8 de dez. de 2011

Seita Mortal

Red State. EUA, 2011, 88 minutos, drama. Diretor: Kevin Smith.
Trata-se da obra mais madura de Kevin Smith e provavelmente uma das que melhor relacionam política e religião sem se tornar pedante.

“- Eu não quero viver nesse mundo mais. Eu quero ir com Jesus.
- Bem, querida, se você morrer lutando contra um exército de idólatras protetores de sodomitas, acho que o Senhor dará a uma você mansão em seu reino.
- Você sempre sabe o que dizer para me fazer sentir melhor, pai.”
(Abin Cooper e Sara, fundamentalistas da Five Points Church)

Que eu sou fã de Kevin Smith, vocês já devem saber. Eu realmente gosto dos seus filmes, em especial Chasing Amy, que considero uma das melhores discussões sobre sexualidade apresentada nos anos 90. Fiquei surpreso ao descobrir que ele seria o responsável pela direção desse filme - que, aliás, havia sido ele também o roteirista desse longa-metragem, já que, como todos que conhecem sua carreira, percebem que a atmosfera de Red State difere notadamente das suas produções anteriores.

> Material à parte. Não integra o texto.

Issue #64, opened 2022-07-05
Conversion of `Stabilizer` to canonical `CliffordOperator`


Krastanov:
`CliffordOperator(s::Stabilizer) = CliffordOperator(tab(MixedDestabilizer(s)))` would be wrong because the row operations involved in creating a MixedDestabilizer changes the order of the qubits. Create a version of `canonicalize_gott!` that knows how to undo row operations and use it for the creation of `CliffordOperator`. Check that there are no lingering bugs in `logdot`.

adrianariton:
Hello again:)! I wish to start working on this issue!
It is a little bit unclear to me how MixedDestabilizers' row operations permute the bits! Could you explain it to me please?
Best regards, Adrian!

Krastanov:
Hi, Adrian,

Here is an example:

The ground state of a two qubit system is |00⟩ written as a tableau as `S"ZI IZ"`

The following stabilizer state, if interpreted as "the operation that maps the ground state to the given state" should be interpreted as the SWAP gate:
```
julia> S"IZ ZI"
+ _Z
+ Z_
```

However, we can not define an operation just by giving how it maps Zs. There is some arbitrary choice to be made about phases, but the complete operation should look like

```
X₁ ⟼ + _X
X₂ ⟼ + X_
Z₁ ⟼ + _Z
Z₂ ⟼ + Z_
```

That means we need to find the destabilizer operators if we are given only the stabilizer part of the tableau. There is a standard way to do that (the `MixedDestabilizer` constructor does it by using `canonicalize_gott!`) , but the canonicalization operation involved requires a ton of row operations (swaps and multiplications) that have to be tracked and reversed. The tracking and reversing is not happening currently as you can see from the example below: 

```
julia> MixedDestabilizer(S"IZ ZI")
𝒟ℯ𝓈𝓉𝒶𝒷
+ X_
+ _X
𝒮𝓉𝒶𝒷
+ Z_
+ _Z
```

PR #110, opened 2023-05-01
Conversion of Stabilizer to canonical CliffordOperator (resolving #64)

adrianariton:
The main thing I thought would be a first try to make the implementation work is just to store the operations as they are performed (swapping and pivoting) and undo them. There is deffinetly a better way of doing this by building the inverse matrix to undo the gaussian elimination iteratively and I will try to implement it later this week if this is the way of doing it.

My only issue right now is that I think modifying the `canonicalize_gott!` return argument messes it's other calls (from what I see it is used multiple times, in `QuantumClifford.jl` and `graphs.jl`). 

Also, I see that by the current return of `canonicalize_gott!`, only the x and z permutations get returned for them to be inverted later, but not also the `mul_left` operations. To also invert the `mul_left` operations, my first thought was to add this vector of operations.

I also rewrote the `undoperm` in MixedDestabilizer(Stabilizer), and on a few test I randomly selected and inputed manually it seems to work!

- ~~**Edit**: Will fix: Used `s` instead of `r + s`. [QuantumClifford.jl, lines 749-779 undoperm]~~ `DONE`
- **Edit 2**: Phases get a bit scrambled, probably from commutating row-operations. I will fix this soon by changing mul_left (lines
768-769) to it's inverse! `DONE` `and also commented it, because I don't know if it is necesarry to reverse multiplication ops`

### DIFF
--- a/src/QuantumClifford.jl
+++ b/src/QuantumClifford.jl
@@ -713,7 +713,7 @@ end
 # Added a lot of type assertions to help Julia infer types
 function MixedDestabilizer(stab::Stabilizer{T}; undoperm=true) where {T}
     rows,n = size(stab)
-    stab, r, s, permx, permz = canonicalize_gott!(copy(stab))
+    stab, r, s, permx, permz, ops = canonicalize_gott!(copy(stab))
     t = zero(T, n*2, n)
     vstab = @view tab(stab)[1:r+s] # this view is necessary for cases of tableaux with redundant rows
     t[n+1:n+r+s] = vstab # The Stabilizer part of the tableau
@@ -747,7 +747,22 @@ function MixedDestabilizer(stab::Stabilizer{T}; undoperm=true) where {T}
         t[n+r+s+1:end] = sZ # The other logical set in the tableau
     end
     if undoperm
-        t = t[:,invperm(permx[permz])]::T
+        for op in reverse(ops)
+            # print("Performing: ", op)
+            if op[1] == 1
+                rowswap!(t, op[2], op[3]; phases=Val(true))
+                rowswap!(t, op[2] + s, op[3] + s; phases=Val(true))
+
+            elseif op[1] == 2
+                mul_left!(t, op[2], op[3]; phases=Val(true))
+                mul_left!(t, op[2] + s, op[3] + s; phases=Val(true))
+
+            elseif op[1] == 3
+                t = t[:,invperm(permx)]::T
+            elseif op[1] == 4
+                t = t[:,invperm(permz)]::T
+            end
+        end
     end
     MixedDestabilizer(t, r+s)::MixedDestabilizer{T}
 end
--- a/src/QuantumClifford.jl
+++ b/src/QuantumClifford.jl
@@ -703,6 +703,9 @@ When the constructor is called on an incomplete [`Stabilizer`](@ref) it
 automatically calculates the destabilizers and logical operators, following
 chapter 4 of [gottesman1997stabilizer](@cite).
 
+If `undorowops` is specified, the constructor will track and undo the row operations
+performed for gaussian elimination.
+
 See also: [`stabilizerview`](@ref), [`destabilizerview`](@ref), [`logicalxview`](@ref), [`logicalzview`](@ref)
 """
 mutable struct MixedDestabilizer{T<:Tableau} <: AbstractStabilizer
@@ -711,7 +714,7 @@ mutable struct MixedDestabilizer{T<:Tableau} <: AbstractStabilizer
 end
 
 # Added a lot of type assertions to help Julia infer types
-function MixedDestabilizer(stab::Stabilizer{T}; undoperm=true, trackoperations=false) where {T}
+function MixedDestabilizer(stab::Stabilizer{T}; undoperm=true, undorowops=false) where {T}
     rows,n = size(stab)
     stab, r, s, permx, permz, xswaps, zswaps, xmul, zmul = canonicalize_gott!(copy(stab); recordops=true)
     
@@ -750,7 +753,7 @@ function MixedDestabilizer(stab::Stabilizer{T}; undoperm=true, trackoperations=f
     if undoperm
         t = t[:,invperm(permz)]::T
 
-        if trackoperations
+        if undorowops
             i = length(zmul)
             for zsw in reverse(zswaps)
 
@@ -773,7 +776,7 @@ function MixedDestabilizer(stab::Stabilizer{T}; undoperm=true, trackoperations=f
         
 
         t = t[:,invperm(permx)]::T
-        if trackoperations
+        if undorowops
             i = length(xmul)
             for xsw in reverse(xswaps)
                 while i > 0 && xmul[i][2] == xsw[2]
--- a/src/QuantumClifford.jl
+++ b/src/QuantumClifford.jl
@@ -747,15 +747,38 @@ function MixedDestabilizer(stab::Stabilizer{T}; undoperm=true) where {T}
         t[n+r+s+1:end] = sZ # The other logical set in the tableau
     end
     if undoperm
+        # print("s, r = ", s, r)
         for op in reverse(ops)
-            # print("Performing: ", op)
+            # print("\n\nPerforming: ", op, '\n')
             if op[1] == 1
+                # show(IOContext(stdout::IO, :limit => true), t)   
+                # print('\n')
+                # print("=>\n")
+
                 rowswap!(t, op[2], op[3]; phases=Val(true))
-                rowswap!(t, op[2] + s, op[3] + s; phases=Val(true))
+                rowswap!(t, op[2] + r + s, op[3] + r + s; phases=Val(true))
+                # show(IOContext(stdout::IO, :limit => true), t)   
+                # print('\n')
 
             elseif op[1] == 2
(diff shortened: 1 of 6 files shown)


adrianariton:
I noticed that most tests fail when also undoing the `mul_left` operation, maybe has something to do with the fact that it brings the lines to the original form, which `canonicalize!` does not (it makes them linearly independent). So I commented that part for now.

src/canonicalization.jl
```diff
@@ -218,42 +218,77 @@ See also: [`canonicalize!`](@ref), [`canonicalize_rref!`](@ref)
...
     permute!(stabilizer,zperm)
-    stabilizer, r, s, xperm, zperm
+    push!(ops, (4, 0, 0))
+    # print("\n-------------\n")
+    # print('\n', ops, '\n')
+    # 1-swap, 2-mul, 3-permx, 4-permz
+    # print(xperm, '\n', zperm, '\n')
+    # There must be a cleaner implementation by iteratively creating the
+    # inverse of the gaussian elimination matrix
+    stabilizer, r, s, xperm, zperm, ops
```
Krastanov, line 293: We can not afford to modify the return type of this function as this is a public function on which people depend.

src/canonicalization.jl
```diff
@@ -218,42 +218,77 @@ See also: [`canonicalize!`](@ref), [`canonicalize_rref!`](@ref)
 function canonicalize_gott!(stabilizer::Stabilizer; phases::Bool=true)
     @valbooldispatch _canonicalize_gott!(stabilizer; phases=Val(phases)) phases
 end
+
 function _canonicalize_gott!(stabilizer::Stabilizer; phases::Val{B}=Val(true)) where {B}
     xzs = tab(stabilizer).xzs
     rows, columns = size(stabilizer)
+    ops = []
+    retxperm = collect(1:rows)
+    retzperm = collect(1:rows)
```
Krastanov, line 227: retxperm and retzperm do not seem to be used for anything

src/QuantumClifford.jl
```diff
@@ -747,7 +747,45 @@ function MixedDestabilizer(stab::Stabilizer{T}; undoperm=true) where {T}
         t[n+r+s+1:end] = sZ # The other logical set in the tableau
     end
     if undoperm
-        t = t[:,invperm(permx[permz])]::T
+        # print("s, r = ", s, r)
+        for op in reverse(ops)
+            # print("\n\nPerforming: ", op, '\n')
+            if op[1] == 1
+                # show(IOContext(stdout::IO, :limit => true), t)
```
Krastanov, line 754: If something as complicated as this is needed for printing (as opposed to `@show` or `println`) there is an issue that should be reported in the bug tracker. Printing should be easy.

src/canonicalization.jl
Krastanov: Maybe an appropriate solution would be to add a new keyword argument `recordops::Val{Bool}=Val(false)` and condition the extra information on it.

src/canonicalization.jl
```diff
@@ -218,42 +218,77 @@ See also: [`canonicalize!`](@ref), [`canonicalize_rref!`](@ref)
...
         end
     end
+
     zperm, s = gott_standard_form_indices((@view xzs[end÷2+1:end,:]),rows,columns,skip=r)
     permute!(stabilizer,zperm)
-    stabilizer, r, s, xperm, zperm
+    push!(ops, (4, 0, 0))
+    # print("\n-------------\n")
+    # print('\n', ops, '\n')
+    # 1-swap, 2-mul, 3-permx, 4-permz
```
Krastanov, line 289: I am not a big fan of having this implicit integer encoding. Given that these operations are all in sequence, I think I would prefer if we use 4 separate arrays.

src/QuantumClifford.jl
adrianariton: I wanted to use this to be able to check bigger outputs with diff, to see where they differ!

src/canonicalization.jl
adrianariton: You're right, I will modify this immediately. Also from what I notice on tests, I don't think it is necesary to also track the multiply_left operations (even though the Stabiliser part of the MixedDestab looks like the original stab and that is nice, canonicalise! seems to want the lines linearly-independent).

adrianariton: I returned and undid all operations: row swap, aswell as mul_left. Should I be alarmed if the tests from test_stabs do not work, or do I also need to redo them given the new modified output for MixedDestabilizer?

adrianariton:
I added a new commit, in which I cleaned the code and also added the `trackoperations` option to MixedDestabilizer, defaulted on false, that tracks and undoes row operations: 

```Julia
# QuantumClifford.jl , line 714
function MixedDestabilizer(stab::Stabilizer{T}; undoperm=true, trackoperations=false) where {T}
...
```
This is then used in the conversion of Stab to CliffordOp:
```Julia
# dense_cliffords.jl, line 65
function CliffordOperator(stab::Stabilizer)
    md = MixedDestabilizer(copy(stab); trackoperations=true)
    return CliffordOperator(tab(md))
end
```

Krastanov:
A new file for the tests would be best. I am trying to follow the SciML style of tests where test files are small and selfcontained.

My bad on the email, I will respond shortly.

adrianariton:
Ok! I will start working on the test file later this weekend.

adrianariton:
Hello! I added a bunch of tests, checking the conversion went down correctly!
I do think there are some more tests I will be needing to add, could you help me with a range of operations I should check between the stab and it's conversion?

src/canonicalization.jl
```diff
@@ -215,45 +215,62 @@ Based on [gottesman1997stabilizer](@cite).
...
             end
             i += 1
         end
     end
+
     zperm, s = gott_standard_form_indices((@view xzs[end÷2+1:end,:]),rows,columns,skip=r)
     permute!(stabilizer,zperm)
-    stabilizer, r, s, xperm, zperm
+
+    if R
```
Krastanov, line 271: You are allocating a lot of expensive arrays even if `R` is false. It would be better if they do not get populated at all. Each `push!` can be prefaced by `R && push!(...)`. That way they get executed only if R is true.

also, there is a bunch new whitespace/newlines added. Could you clean it up?

test/test_stabtocliff.jl
```diff
@@ -0,0 +1,36 @@
...
+using QuantumClifford: stab_looks_good, destab_looks_good, mixed_stab_looks_good, mixed_destab_looks_good
+using Test
+
+
+@testset "Stabilizer to Clifford Conversion" begin
+    for i in 1:10
+        stab = random_stabilizer(4)
+        cl = CliffordOperator(stab)
+        cltab = tab(cl)
+        @test Stabilizer(cltab[end÷2+1:end]) == (stab);
```
Krastanov, line 12: could you clean up the extra parentheses and semicolons?

test/test_stabtocliff.jl
```diff
@@ -0,0 +1,36 @@
...
+    end
+
+
+    for i in 1:10
+
+        gnd4 = S"ZIII
```
Krastanov, line 18: you can create this with `one(Stabilizer, ...)`

src/QuantumClifford.jl
```diff
@@ -711,9 +711,10 @@ mutable struct MixedDestabilizer{T<:Tableau} <: AbstractStabilizer
 end
 
 # Added a lot of type assertions to help Julia infer types
-function MixedDestabilizer(stab::Stabilizer{T}; undoperm=true) where {T}
+function MixedDestabilizer(stab::Stabilizer{T}; undoperm=true, trackoperations=false) where {T}
```
Krastanov, line 714: May we call it `undorowops` instead of `trackoperations`? Add an explanation of what it is to the docstring.

src/canonicalization.jl
```diff
@@ -215,45 +215,62 @@ Based on [gottesman1997stabilizer](@cite).
 
 See also: [`canonicalize!`](@ref), [`canonicalize_rref!`](@ref)
 """
-function canonicalize_gott!(stabilizer::Stabilizer; phases::Bool=true)
-    @valbooldispatch _canonicalize_gott!(stabilizer; phases=Val(phases)) phases
+function canonicalize_gott!(stabilizer::Stabilizer; phases::Bool=true, recordops::Bool=false)
```
Krastanov, line 218: the `recordops` needs to be explained in the docstring

test/test_stabtocliff.jl
```diff
@@ -0,0 +1,36 @@
...
+                 IZII
+                 IIZI
+                 IIIZ"
+
+        stab = random_stabilizer(4)
+        cl = CliffordOperator(stab)
+        cltab = tab(cl)
+        @test apply!(gnd4, cl) == (stab);
```
Krastanov, line 26: I am very surprised that this works without the need for canonicalization. Something might be wrong.

adrianariton: Shouldn't the Clifford operator bring the ground state to the desired one? Why do we need an extra canonicalize?

Krastanov:
A few conflicts exist now, so it would take some work to get this in a mergeable condition again. I will close it for now.

Thank you for tackling this, it is greatly appreciated! If you feel like taking on it again, feel free to ping me.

Travis, Jarod e Billy-Ray analisando o perfil de Sara, que, pela internet, ofereceu sexo aos três - ao mesmo tempo.

Depois de assistir a esse filme, concluí realmente que a obra é bastante distinta, principalmente por causa de tom muito sério em sua crítica, mostrando-se assim muito mais agressivo na mensagem que quer passar. A história começa já mostrando a psicologia das pessoas que serão personagens do filme: inúmeros fundamentalistas estão à porta da casa de um garoto, onde aconteceu seu funeral, já que ele foi morto misteriosamente atrás de uma boate gay. Essas pessoas protestam, em afirmações como “Homossexuais merecem o inferno”. Logo depois, sem enrolações, já somos apresentados a três personagens, Travis, Billy-Ray e Jarod, adolescentes que, à procura de sexo, acabam se deparando com Sara, filha de Abin Cooper, um religioso extremista que culpa os homossexuais pelos problemas pelos quais o mundo passa, uma vez que, segundo ele, eles são a representação de Satã na terra.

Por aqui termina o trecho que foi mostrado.